An incision of some extent had been actually made in the abdomen, when the fresh and undecayed appearance of the subject suggested an application of the battery. One experiment succeeded another, and the customary effects supervened, with nothing to characterize them in any respect, except, upon one or two occasions, a more than ordinary degree of life-likeness in the convulsive action.
It grew late. The day was about to dawn; and it was thought expedient, at length, to proceed at once to the dissection. A student, however, was especially desirous of testing a theory of his own, and insisted upon applying the battery to one of the pectoral muscles. A rough gash was made, and a wire hastily brought in contact, when the patient, with a hurried but quite unconvulsive movement, arose from the table, stepped into the middle of the floor, gazed about him uneasily for a few seconds, and then-spoke. What he said was unintelligible, but words were uttered; the syllabification was distinct. Having spoken, he fell heavily to the floor.

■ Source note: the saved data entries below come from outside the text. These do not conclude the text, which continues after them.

PR #1229, opened 2025-07-18
`FeatureFormView` - Always use custom nav stack back button

dfeinzimer:
I discovered the native NavigationStack back button has a long-press context menu which lets a user jump to an arbitrary item:

<p align="center">
  
</p>

It was Apollo's intention to net yet support navigating to arbitrary items in the navigation path.

This PR changes the system navigation button to be always disabled and replaced by the custom navigation back button.


mhdostal (approved):

dfeinzimer:
> Does it work correctly?
> Why?

Over the course of the release, we had discussed adding a "return-to-home" button, but ultimately left it in an undecided state because we weren't aware that this was a supported pattern in iOS navigation.

We definitely need to override the button regardless when the current has form edits. When then are no edits, the implications are less clear. I think it is likely okay, but opening it up at this point in the release isn't preferable.

If we proceed with this PR, I will open an Apollo issue to revisit this for the next release.

PR #1230, opened 2025-07-18
`FeatureFormView` - Track presented form with preferences

dfeinzimer:
I observed the new `onFeatureFormChanged(perform:)` modifier unexpectedly firing in our test app, immediately after using the close button. I traced it back to `onAppear` firing in `EmbeddedFeatureFormView`.

This switches `FeatureFormView` over from using `onAppear`, to a preference, which does not exhibit the issue and matches `PopupView`'s tracking implementation.

Interestingly, I could only reproduce the issue in the micro-app when using an Inspector and not a Sheet. Nonetheless, I like that this aligns FeatureFormView with PopupView in another area.

### DIFF
--- a/Sources/ArcGISToolkit/Components/FeatureFormView/FeatureFormView.swift
+++ b/Sources/ArcGISToolkit/Components/FeatureFormView/FeatureFormView.swift
@@ -145,7 +145,7 @@ public struct FeatureFormView: View {
                             .navigationTitle(result.filter.title, subtitle: embeddedFeatureFormViewModel.title)
                             .preference(
                                 key: PresentedFeatureFormPreferenceKey.self,
-                                value: .init(featureForm: embeddedFeatureFormViewModel.featureForm)
+                                value: .init(object: embeddedFeatureFormViewModel.featureForm)
                             )
                         case let .utilityAssociationGroupResultView(result, embeddedFeatureFormViewModel):
                             UtilityAssociationGroupResultView(
@@ -269,7 +269,7 @@ public struct FeatureFormView: View {
             .environment(\.validationErrorVisibilityInternal, $validationErrorVisibilityInternal)
             .onPreferenceChange(PresentedFeatureFormPreferenceKey.self) { wrappedFeatureForm in
                 guard let wrappedFeatureForm else { return }
-                formChangedAction(wrappedFeatureForm.featureForm)
+                formChangedAction(wrappedFeatureForm.object)
             }
         }
     }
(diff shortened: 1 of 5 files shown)


Sources/ArcGISToolkit/Components/FeatureFormView/FeatureFormView.swift
```diff
@@ -154,11 +159,12 @@ public struct FeatureFormView: View {
...
                             .navigationTitle(result.name, subtitle: embeddedFeatureFormViewModel.title)
-                            .onAppear {
-                                formChangedAction(embeddedFeatureFormViewModel.featureForm)
-                            }
                         }
                     }
+                    .preference(
+                        key: PresentedFeatureFormPreferenceKey.self,
+                        value: .init(featureForm: rootFeatureForm)
+                    )
```
CalebRas, line 167: With popup, I was able to get away with just [setting the key once](https://github.com/Esri/arcgis-maps-sdk-swift-toolkit/blob/v.next/Sources/ArcGISToolkit/Components/Popups/EmbeddedPopupView.swift#L63) inside of `EmbeddedPopupView`. It seems like these three `preference` modifiers could be replaced with a similar approach, is that not the case?

Sources/ArcGISToolkit/Components/FeatureFormView/PresentedFeatureFormPreferenceKey.swift
```diff
@@ -0,0 +1,37 @@
...
+/// A preference key that specifies the feature form currently presented in the `FeatureFormView` navigation stack.
+struct PresentedFeatureFormPreferenceKey: PreferenceKey {
+    /// A wrapper for making a feature form equatable.
+    struct EquatableFeatureForm: Equatable {
+        let featureForm: FeatureForm
+        
+        static func == (lhs: Self, rhs: Self) -> Bool {
+            lhs.featureForm === rhs.featureForm
+        }
+    }
```
CalebRas, line 27: Consider replacing this and the one in `PopupView` with a shared type, maybe something like `struct EquatableBox<Wrapped: AnyObject & Sendable>: Equatable`. It is probably not a big deal either way, though, so up to you.

Sources/ArcGISToolkit/Components/FeatureFormView/FeatureFormView.swift
dfeinzimer: Nope that works, my original thinking was it would be cleaner to set them all within the same file, but consolidating two locations into one on EmbeddedFeatureFormView seems nicer.

CalebRas (approved):

mhdostal (approved):

PR #1231, opened 2025-07-18
Fix crash when trying to download an area when there is no internet connection

### LINKED ISSUE #1209: Bug in OfflineMapAreasView - Download area when offline
Hello everyone. We are using the OfflineMapAreasView in our app and have encountered a bug that leads to an app crash. The issue can be reproduced using your OfflineMapAreas example app by following these steps:

1. While online, download a map area.
2. Disconnect from the internet and open the offline map areas screen.
3. Tap on an item to open its detail page.
4. Tap the button to delete the area, then tap the button again to download it (which, of course, is not possible while offline) → App crash.

To avoid this, you could maybe consider hiding or disabling the download button after an area is deleted, especially when there's no internet connection, or at least handle the error gracefully.

rolson:
fixes #1209


des12437 (approved):
Looks good, just one comment.

des12437 (dismissed):

yo1995 (approved):

des12437 (approved):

For some moments all were paralyzed with awe-but the urgency of the case soon restored them their presence of mind. It was seen that Mr. Stapleton was alive, although in a swoon. Upon exhibition of ether he revived and was rapidly restored to health, and to the society of his friends-from whom, however, all knowledge of his resuscitation was withheld, until a relapse was no longer to be apprehended. Their wonder-their rapturous astonishment-may be conceived.
The most thrilling peculiarity of this incident, nevertheless, is involved in what Mr. S. himself asserts. He declares that at no period was he altogether insensible-that, dully and confusedly, he was aware of everything which happened to him, from the moment in which he was pronounced dead by his physicians, to that in which he fell swooning to the floor of the hospital. “I am alive,” were the uncomprehended words which, upon recognizing the locality of the dissecting-room, he had endeavored, in his extremity, to utter.
It were an easy matter to multiply such histories as these-but I forbear-for, indeed, we have no need of such to establish the fact that premature interments occur. When we reflect how very rarely, from the nature of the case, we have it in our power to detect them, we must admit that they may frequently occur without our cognizance. Scarcely, in truth, is a graveyard ever encroached upon, for any purpose, to any great extent, that skeletons are not found in postures which suggest the most fearful of suspicions.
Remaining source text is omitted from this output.